**Problem**
Search the records for the word "ensure" and report each line that has it.

*** Recorded data ***

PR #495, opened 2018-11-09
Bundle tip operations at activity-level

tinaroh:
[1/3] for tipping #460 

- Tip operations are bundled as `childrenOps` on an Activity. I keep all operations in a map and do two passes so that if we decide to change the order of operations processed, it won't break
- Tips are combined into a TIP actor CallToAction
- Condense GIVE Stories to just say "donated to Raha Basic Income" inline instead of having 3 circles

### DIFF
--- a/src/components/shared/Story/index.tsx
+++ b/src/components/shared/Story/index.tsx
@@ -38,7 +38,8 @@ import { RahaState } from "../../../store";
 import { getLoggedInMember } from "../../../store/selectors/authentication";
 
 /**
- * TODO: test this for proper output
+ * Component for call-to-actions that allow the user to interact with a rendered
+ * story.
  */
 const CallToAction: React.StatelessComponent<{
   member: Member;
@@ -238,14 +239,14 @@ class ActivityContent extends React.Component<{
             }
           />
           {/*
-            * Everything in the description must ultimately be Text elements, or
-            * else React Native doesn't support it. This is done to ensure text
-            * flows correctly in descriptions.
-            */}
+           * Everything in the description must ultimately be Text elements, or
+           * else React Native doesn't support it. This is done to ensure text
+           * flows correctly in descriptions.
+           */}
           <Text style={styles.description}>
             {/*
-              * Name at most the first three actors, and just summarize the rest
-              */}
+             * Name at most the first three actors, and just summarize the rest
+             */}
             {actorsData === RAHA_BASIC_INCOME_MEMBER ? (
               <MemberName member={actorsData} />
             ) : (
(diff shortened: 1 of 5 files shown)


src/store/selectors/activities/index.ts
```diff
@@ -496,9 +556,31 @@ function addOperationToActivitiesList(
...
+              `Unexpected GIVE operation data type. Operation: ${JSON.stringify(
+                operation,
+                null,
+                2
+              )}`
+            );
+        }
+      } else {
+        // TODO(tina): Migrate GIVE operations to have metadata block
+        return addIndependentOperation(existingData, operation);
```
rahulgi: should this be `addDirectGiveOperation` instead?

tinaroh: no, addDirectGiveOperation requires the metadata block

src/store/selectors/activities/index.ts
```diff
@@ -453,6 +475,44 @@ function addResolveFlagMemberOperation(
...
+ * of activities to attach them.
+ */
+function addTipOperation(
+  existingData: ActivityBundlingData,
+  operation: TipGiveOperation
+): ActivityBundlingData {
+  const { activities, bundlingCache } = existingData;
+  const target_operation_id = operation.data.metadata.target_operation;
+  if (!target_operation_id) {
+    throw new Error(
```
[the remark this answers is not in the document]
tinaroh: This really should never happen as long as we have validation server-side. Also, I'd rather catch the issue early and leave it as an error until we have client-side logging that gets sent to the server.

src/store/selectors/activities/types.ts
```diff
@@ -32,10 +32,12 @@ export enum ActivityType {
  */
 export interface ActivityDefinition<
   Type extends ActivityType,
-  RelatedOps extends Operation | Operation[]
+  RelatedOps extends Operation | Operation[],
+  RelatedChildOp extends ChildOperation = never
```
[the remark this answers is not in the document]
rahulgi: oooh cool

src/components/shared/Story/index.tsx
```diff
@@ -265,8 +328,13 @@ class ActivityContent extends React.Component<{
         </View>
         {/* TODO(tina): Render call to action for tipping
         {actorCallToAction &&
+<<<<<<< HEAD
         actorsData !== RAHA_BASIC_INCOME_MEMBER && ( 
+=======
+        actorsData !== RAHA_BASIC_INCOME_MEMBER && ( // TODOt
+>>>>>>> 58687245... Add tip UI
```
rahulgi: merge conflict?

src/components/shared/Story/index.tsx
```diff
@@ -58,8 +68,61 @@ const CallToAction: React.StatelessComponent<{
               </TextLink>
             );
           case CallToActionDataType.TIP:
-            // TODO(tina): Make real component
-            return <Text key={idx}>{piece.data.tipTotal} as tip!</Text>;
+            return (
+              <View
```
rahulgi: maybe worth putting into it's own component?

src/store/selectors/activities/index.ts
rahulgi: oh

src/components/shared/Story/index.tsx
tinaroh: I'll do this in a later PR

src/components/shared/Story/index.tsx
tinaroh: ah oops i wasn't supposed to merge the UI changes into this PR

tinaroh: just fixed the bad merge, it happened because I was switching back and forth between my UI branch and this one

*** End of Recorded data ***

**Written reply**
-            * else React Native doesn't support it. This is done to ensure text
+           * else React Native doesn't support it. This is done to ensure text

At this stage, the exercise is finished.